New air filter, oil, oil filter, distributor cap, plugs, pug wires. I wonder if maybe I should get an ECU that's flashed for this 'after-market headers / loud glasspack muffler' combo it's sporting in addition to the K&N on the intake.

-D


----------



## OddJobb (Nov 6, 2004)

Yes, this may be part of the reason your gas mileage is lower. The O2 sensor won't read correctly if some of the exhaust is escaping before it can read it, possibly causing it to run rich. There's also a flat triangular metal gasket that should be between the header and catalytic converter. It may be missing and causing the leak. You cannot flash the ECU in this car, and if you could it would have not anything to do with the exhaust. The ECU has no clue what kind of exhaust would be on the car. Fix the exhaust leak and get new O2 sensors. I think you'd see an immediate improvement in you MPG with this alone.


----------



## ooobombz (Aug 15, 2005)

*thanks for the reply*

Thanks for the reply. Yeah, next weekend I'm going to take it apart and replace the sealing ring in that area. However, here's a pic to further explain what's going on if anyone wants to chime in, etc. You always need pics for the internet 



















I should've taken a photo when it was earlier in the day and it was on jacks, but this is just to show the location of it all, blah blah...
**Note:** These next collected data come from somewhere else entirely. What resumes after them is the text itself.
PR #414, opened 2015-10-13
Add documentation for certificate generation resource

iamjasonp:
After adding the certificate generation logic to the Bridge, we need to add some documentation to explain how it's used so people other than me can write tests against this resource :smile:

### DIFF
--- a/Documentation/certificate-generation-resources.md
+++ b/Documentation/certificate-generation-resources.md
@@ -1,0 +1,67 @@
+# Dynamic test certificate generation
+
+## Background
+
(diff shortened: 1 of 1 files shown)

My only concern is that the leak may ultimately be of little concern because it's after the 02 sensor, which btw doesn't seem to be a cheap part (the sensor). That 02 sensor does look like the original so changing it may not be a bad idea regardless.

-D


----------



## OddJobb (Nov 6, 2004)

Dude, that's all f**ked up. That header did not fit correctly and the previous owner just rigged that crap up all wrong. You're going to need to get a header that fits correctly. You're not going to be able to fix that.


----------



## stoveyy (Aug 18, 2007)

yeah that ****s alll out of wack. you might be able to get some nuts and bolts and clamp down like no other and seal it up, but quite frankly its after the first o2 sensor. it wouldnt cause much of an issue fuel wise. 

hows your air filter? is it a stock intake or some jerry rigged garbage? plugs/wires/cap? look into the maf sensor, see how thats working. any vacuum leaks? any codes at all?


edit, i just re read and obviousy skipped some parts. the odd intake could cause issues. theres a vacuum line that goes from the intake manifold to the stock airbox. whats the plugged into? or is it just leaking away.


----------



## jorge r (Apr 27, 2006)

Can't tell if the 02 sensor wires are there. I'd replace the doughnut and use exhaust paste to help seal and hope it seals it. An exhaust leak causes air to enter the exhaust, the exhaust pulsates and siphones air into the exhaust pipe, emissions testing would cause wrong or bad readings.


----------



## ooobombz (Aug 15, 2005)

*just to be thorough...*

I present to you Exhibit A:










That's a sales photo of the OBX brand exhaust header for this car. Notice how the exhaust is not made to properly fit to the 3 bolt, metal plate type flange that the car's stock catalytic converter has. Instead it goes into a janky exhaust donut type seal which is then tensioned onto the catalytic converters flat, plate type gasket. Seriously OBX, wtf, two points of possible leakage instead of making it fit properly to start with? Really dumb, but not the previous owner's fault.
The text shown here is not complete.